**PROBLEM STATEMENT**
Nothing outside the range below should be printed. Output exactly the lines from the line with "mzxrules, line 79: why" to the line with "Yanis42: in decomp", both included.

(Stored data)
PR #208, opened 2023-01-10
[OoT] Cutscene Implementation Update 

Yanis42:
Opening this as a draft so people can make suggestions

Current changes:
- Added more ``layout.box()`` to improve the UI
- Updated the command names
- Added enums where it's needed (cutscene destination, ocarina action, BGM, fade out player and misc)
- Renamed "Cutscene Terminator" to "Cutscene Destination"
- Moved the commands before the list tabs to make the UI easier to use
- Renamed "Cmd 9" to "Rumble Controller" and changed the icon to a wave-like one
- Removed "Cmd Unk" as it's not implemented
- Used proper names for rumble command
- Used more indentation to improve the C output
- Added "custom" option for the enums
- Use "0" as the default value for unused/not implemented arguments
- Use proper names for commands sub-properties
- Used enum names for the music enum
- Probably other things I forgot

Notes:
- Current renames are mostly on the UI (but not everything has been renamed yet), it will be part of the code later
- There's not updater (yet) for older blends
- zcamedit merge won't be a part of this PR

<details>
<summary>Output Example</summary>

```c
CutsceneData TEST[] = {
    CS_BEGIN_CUTSCENE(10, 100),
        CS_DESTINATION(CS_DEST_CUSTOM, 99, 100),
        CS_TEXT_LIST(3),
            CS_TEXT(0x0001, 31, 51, CS_TEXT_CUSTOM, 0x0000, 0x0000),
            CS_TEXT_NONE(188, 206),
            CS_TEXT_OCARINA_ACTION(OCARINA_ACTION_CUSTOM, 311, 447, 0x0045),
        CS_TRANSITION(CS_TRANS_CUSTOM, 429, 490),
        CS_LIGHT_SETTING_LIST(1),
            CS_LIGHT_SETTING(154, 2574, 0, 0, 0, 0, 0, 0, 0, 0, 0),
        CS_TIME_LIST(1),
            CS_TIME(0, 112, 0, 10, 25),
        CS_START_SEQ_LIST(1),
            CS_START_SEQ(NA_BGM_CUSTOM1, 2100, 0, 0, 0, 0, 0, 0, 0, 0, 0),
        CS_STOP_SEQ_LIST(1),
            CS_STOP_SEQ(NA_BGM_CUSTOM, 3247, 0, 0, 0, 0, 0, 0, 0, 0, 0),
        CS_FADE_OUT_SEQ_LIST(1),
            CS_FADE_OUT_SEQ(CS_FADE_OUT_BGM_MAIN, 3277, 3066, 0, 0, 0, 0, 0, 0, 0, 0),
        CS_MISC_LIST(1),
            CS_MISC(CS_MISC_CUSTOM, 2437, 4689, 0, 0, 0, 0, 0, 0, 0, 0, 0, 0, 0),
        CS_RUMBLE_CONTROLLER_LIST(1),
            CS_RUMBLE_CONTROLLER(0, 7084, 0, 0x0054, 0x0024, 0x0032, 0, 0),
    CS_END(),
};
```
</details>

As always I'm open to suggestions!


Yanis42:
New changes:
- renamed the old "subprops" (to explain it better, it's organised like this: 1. list of cs commands then 2. lists of command's data and 3. the actual props to set the data, I renamed those props which are called "subprops" in the code)
- introduced an upgrade system for old blends, I haven't double checked yet but, as they say, it works on my machine™
- other minor changes, like comments and small fixes

Yanis42:
Marking this as ready to review as I don't have anything else to change (I think)

fast64_internal/oot/scene/exporter/to_c/scene_cutscene.py
```diff
@@ -1,144 +1,95 @@
...
+                csData.source += f"0, {e.startFrame}, 0, {e.hour}, {e.minute}"
+
+            elif list.listType == "RumbleList":
+                # same as above
+                csData.source += (
+                    f"0, {e.startFrame}, 0, {e.rumbleSourceStrength}, {e.rumbleDuration}, {e.rumbleDecreaseRate}, 0, 0"
                 )
+
+            elif list.listType in ["StartSeqList", "StopSeqList", "FadeOutSeqList"]:
+                endFrame = e.endFrame if list.listType == "FadeOutSeqList" else "0"
```
mzxrules, line 79: why do you force endFrame to be 0?

Yanis42: in decomp it says the end frame isn't used to the value doesn't matter at all (unless I misread the line, which is possible)

Yanis42: (https://github.com/zeldaret/oot/blob/9f09505d34619883748a7dab05071883281c14fd/include/z64cutscene_commands.h#L197 & https://github.com/zeldaret/oot/blob/9f09505d34619883748a7dab05071883281c14fd/include/z64cutscene_commands.h#L212)

Yanis42: but yea I guess I can use the default value of the class, those need a small cleanup anyway but idk if I should do it in this PR

mzxrules: It should be noted that decomp's implementation of the cutscene structs doesn't match the original implementation. For example, all evidence suggests that `CsCmdMisc`, `CsCmdLightSetting`, `CsCmdStartSeq`, `CsCmdStopSeq` `CsCmdFadeOutSeq` are all the same type as `CsCmdActorCue`. Decomp just implements them separately so that they can hide editor only properties not read by the game, and give a few properties more specialized names.

`endFrame` is one such property that all commands have, but isn't always needed by the game. But I don't think it makes any sense to deliberately force the value to 0 just because you can get away with it.

fig02: lol
obv mzx and I dont agree on this, shown by the discussions in the z_demo pr for this topic. but imo its fine to use 0 when it doesnt matter

fig02: i understand your point of view a little from the perspective of vanilla data.

but for custom cutscenes, how is it corrupt data? you want the commands that dont use an endframe to have one anyway and be confusing for the user? the ui might as well hide it so people dont need to think about it. cause again, it does not matter

Yanis42: So, with your (mzx) logic we should also use 1 for unused args? It doesn't make sense to me, I mean I understand the point of view, like ok I get it originally it wasn't split etc, but for Fast64 in a modding context where I and other devs try our best to get something easy to use for everyone I don't think consistency should be considered for this particular thing as it's just confusing, alternatively I can accept using a macro but idk it doesn't seem really useful, also I don't really understand how 0 is corrupted data, especially for a frame value where you can actually want 0 to be used (well, ok 0 for a end frame is weird but you get what I mean hopefully)

Yanis42: Tldr I just want Fast64 to be easy to use and understand and having a value for this would be confusing for the users

mzxrules: Two simple reasons:

* Storing the `endFrame` for all commands is a nice thing to have, and the structs already support this.
* Given that the structs all call the property `endFrame` in decomp, it makes zero sense to deliberately generate incorrect data for this property, since the user could have their own reasons for reading the data.

fast64_internal/oot/README.md
```diff
@@ -166,8 +166,17 @@ To be able to actually watch your cutscene you need to have a way to trigger it,
...
+
 Note that you can have the actual address of your cutscene if you use ``sym_info.py`` from decomp. Example with ``gHyruleFieldIntroCs``:
 - Command: ``./sym_info.py gHyruleFieldIntroCs``
 - Result: ``Symbol gHyruleFieldIntroCs (RAM: 0x02013AA0, ROM: 0x27E9AA0, build/assets/scenes/overworld/spot00/spot00_scene.o)``
 
 If you have a softlock in-game then you probably did something wrong when creating the cutscene. Make sure you set up the bones properly. The softlock means the game is playing a cutscene but it's probably reading wrong data. Make sure the cutscene is exported, if it's not export it again.
+
+If the game crash check the transitions if you use the transition command (check both the ones from the entrance table and your cutscene script), also it will crash if you try to use the map select without having a 5th entrance (or more depending on the number of cutscenes you have) in the group for your scene.
```
Dragorn421, line 182:
```suggestion
If the game crashes check the transitions if you use the transition command (check both the ones from the entrance table and your cutscene script), also it will crash if you try to use the map select without having a 5th entrance (or more depending on the number of cutscenes you have) in the group for your scene.
```

fast64_internal/oot/oot_constants.py
```diff
@@ -190,113 +190,122 @@
...
-    ("0x64", "Ganondorf Battle", "Ganondorf Battle"),
-    ("0x65", "Ganon Battle", "Ganon Battle"),
-    ("0x66", "Seal of Six Sages", "Seal of Six Sages"),
-    ("0x67", "End Credits I", "End Credits I"),
-    ("0x68", "End Credits II", "End Credits II"),
-    ("0x69", "End Credits III", "End Credits III"),
-    ("0x6A", "End Credits IV", "End Credits IV"),
-    ("0x6B", "King Dodongo & Volvagia Boss Battle", "King Dodongo & Volvagia Boss Battle"),
-    ("0x6C", "Mini-Game", "Mini-Game"),
+    ("NA_BGM_GENERAL_SFX", "General Sound Effects", "General Sound Effects"),
```
Dragorn421, line 193: could you quote a decomp link here too like you did elsewhere

fast64_internal/oot/oot_upgrade.py
```diff
@@ -35,3 +47,167 @@ def upgradeRoomHeaders(roomObj: Object, objData: OoT_ObjectData):
...
+
+                if newName in ["rumbleSourceStrength", "rumbleDuration", "rumbleDecreaseRate"]:
+                    value = int(getEvalParams(data[oldName]), base=16)
+
+                data[newName] = value
+
+            del data[oldName]
+
+
+def convertOldDataToEnumData(data, oldDataToEnumData: list[tuple[str, str, list[tuple[str, str, str]]]]):
```
Dragorn421, line 72: `list[tuple[str, str, list[tuple[str, str, str]]]]`
monkaW
what about one or two dataclasses to replace some tuples?

fast64_internal/oot/oot_upgrade.py
```diff
@@ -35,3 +47,167 @@ def upgradeRoomHeaders(roomObj: Object, objData: OoT_ObjectData):
...
+                    # else raise an error to default to custom
+                    raise IndexError
+            except:
+                setattr(data, newName, "Custom")
+                setattr(data, f"{newName}Custom", str(oldData))
+
+                # @TODO: find a way to check properly which seq command it is
+                if newName == "csSeqID":
+                    setattr(data, "csSeqPlayer", "Custom")
+                    setattr(data, "csSeqPlayerCustom", str(oldData))
```
Dragorn421, line 132: can't say I understand the todo

like, the seqId value here may be `seqPlayer` from `CS_FADE_OUT_SEQ` ?

fast64_internal/oot/scene/exporter/to_c/scene_cutscene.py
```diff
@@ -1,144 +1,95 @@
...
-            "\tCS_TERMINATOR("
-            + str(csParent.csTermIdx)
-            + ", "
-            + str(csParent.csTermStart)
-            + ", "
-            + str(csParent.csTermEnd)
-            + "),\n"
+def ootCutsceneDataToC(csParent: OOTCutscene | OOTScene, csName: str):
+    csData = CData()
+    arrayName = f"CutsceneData {csName}[]"
```
Dragorn421, line 9: imo the name of the array is just `csName`, I would call this `declarationBase` since it's used for the extern declaration and the definition (which is also a declaration)

(declaration: "this thing exists"
definition: "this thing is this")

fast64_internal/oot/scene/exporter/to_c/scene_cutscene.py
```diff
@@ -1,144 +1,95 @@
...
-                    + e.unk11
-                    + ", "
-                    + e.unk12
+                    csData.source += f"{e.startFrame}, {e.endFrame}"
+
+                elif e.textboxType == "OcarinaAction":
+                    csData.source += f"{e.ocarinaAction}, {e.startFrame}, {e.endFrame}, {e.ocarinaMessageId}"
+
+            elif list.listType == "LightSettingsList":
+                # the endFrame variable is not used in the implementation of the commend
```
Dragorn421, line 64:
```suggestion
                # the endFrame variable is not used in the implementation of the command
```

fast64_internal/oot/scene/properties.py
```diff
@@ -270,10 +270,9 @@ class OOTSceneHeaderProperty(PropertyGroup):
     # not been removed as doing so would break any existing scenes made with this
     # type of cutscene data.
     csEndFrame: IntProperty(name="End Frame", min=0, default=100)
-    csWriteTerminator: BoolProperty(name="Write Terminator (Code Execution)")
-    csTermIdx: IntProperty(name="Index", min=0)
-    csTermStart: IntProperty(name="Start Frm", min=0, default=99)
-    csTermEnd: IntProperty(name="End Frm", min=0, default=100)
+    csUseDestination: BoolProperty(name="Write Terminator (Code Execution)")
+    csDestination: IntProperty(name="Index", min=0)
+    csDestinationStartFrame: IntProperty(name="Start Frm", min=0, default=99)
```
Dragorn421, line 275: does frm need to be abbreviated?

Dragorn421 (commented):
skimmed through

fast64_internal/oot/oot_upgrade.py
Yanis42: I should rephrase that but we need a proper way to check if we're dealing with the fade out command or the start/stop one, there's a minor difference between these two, the fade out one doesn't take a seq id but the player type (as defined in sequence.h iirc)

all of this is based on the informations inside z64cutscene_commands.h btw

the main issue at the moment is that we have to use "Custom" when upgrading because everything was assumed to have the same parameters, and now we know for sure this is a wrong assumption

fast64_internal/oot/scene/exporter/to_c/scene_cutscene.py
Yanis42: names aren't my strongest point ngl lol

I'll change other names like that too to stay consistent 👍

fast64_internal/oot/scene/properties.py
Yanis42: that's the deprecated code, I haven't updated it tbh I don't even know if everything still works for that

imo we should completely remove that legacy system and upgrade the things (though I don't have a cs in a scene to I can't really try if it'd work properly)

fast64_internal/oot/oot_upgrade.py
Yanis42: I hope the changes I made is what you had in mind

Yanis42:
any updates on this? sorry I just need this to be merged to make things easier with merging zcamedit

Yanis42:
is there anything holding this? except update that branch I guess

fast64_internal/oot/scene/properties.py
Yanis42: should we just remove this thing? I'm not sure anyone still using that now idk if it's worth making the code to update properly

Yanis42:
most of things I wanted to do are done, I improved the importer and the exporter and fixed some issues

I just want to improve the UI and I think I'm done with this, also I want to remove support for embedded cutscenes, I don't think anyone is using it, and if I do that I'll move files under ``motion/exporter``/``motion/importer`` as this is handling everything now (with the necessary class/other rename)

sauraen (changes requested):
Some nits, otherwise looks good.

Tested importing a vanilla scene and previewing the cutscene in Blender. Also tested exporting a basic scene with several different command types. Both worked with no issues.

fast64_internal/oot/cutscene/classes.py
```diff
@@ -0,0 +1,597 @@
...
+    pos: tuple[int, int, int] = field(default_factory=tuple)
+    paramNumber: int = 8
+
+    def __post_init__(self):
+        if self.params is not None:
+            self.continueFlag = self.params[0]
+            self.camRoll = getInteger(self.params[1])
+            self.frame = getInteger(self.params[2])
+            self.viewAngle = float(self.params[3][:-1])
+            self.pos = [getInteger(self.params[4]), getInteger(self.params[5]), getInteger(self.params[6])]
```
sauraen, line 51: Sorry, one more thing! You changed the types to tuples, but what you're actually storing in it is a list. I don't know what code accesses this, but if it needs to be a list rather than a tuple then the type should be `list[int]`. Otherwise change the brackets on line 51 to parentheses. (Same for the other places in this file)

sauraen (changes requested):

sauraen (approved):
Thanks!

**TASK RESULT**
mzxrules, line 79: why do you force endFrame to be 0?

Yanis42: in decomp it says the end frame isn't used to the value doesn't matter at all (unless I misread the line, which is possible)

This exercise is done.